Last update on: Feb 02 2017

A little-noticed provision of the 2010 health care reform (Affordable Care Act) is the Independent Payment Advisory Board (IPAB). This will be a 15-member panel of experts appointed by the President without input or oversight from Congress. The IPAB would designate the appropriate levels of care and treatment. It’s expected that Medicare would follow the IPAB’s guidelines in deciding which treatments to pay for.

The benign explanation is that the panel would make medicine both less expensive and more effective by eliminating unnecessary tests and treatment and focusing medical providers on treatments known to work. The less benign explanation is that the IPAB would ration care. For example, it might decide that Medicare shouldn’t pay for hip replacements for people over a certain age. Or it could mirror recent FDA rulings by deciding that while a particular drug or treatment was effective, it isn’t effective enough to justify the cost.
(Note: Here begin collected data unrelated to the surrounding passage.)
PR #2093, opened 2022-06-03
Add toaster on login promises

Simon-Busch:
- [x] add toaster to handle promises


Simon-Busch:
@captainmangoC4 ready for your review, I was not sure about other places where this toast would be needed actually

src/components/Login/Login.tsx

That’s why there’s a backlash against this provision that was snuck into the law.

“One of the key provisions in President Barack Obama’s health care reform law — his preferred method for getting Medicare costs under control — is facing a groundswell of opposition from unexpected corners.

“Several House Democrats have signed on to support a bill to repeal the Independent Payment Advisory Board, a panel created by the law that is supposed to help control rising costs in Medicare. The National Committee to Preserve Social Security and Medicare, a prominent supporter of the law, is now actively lobbying for its repeal, too.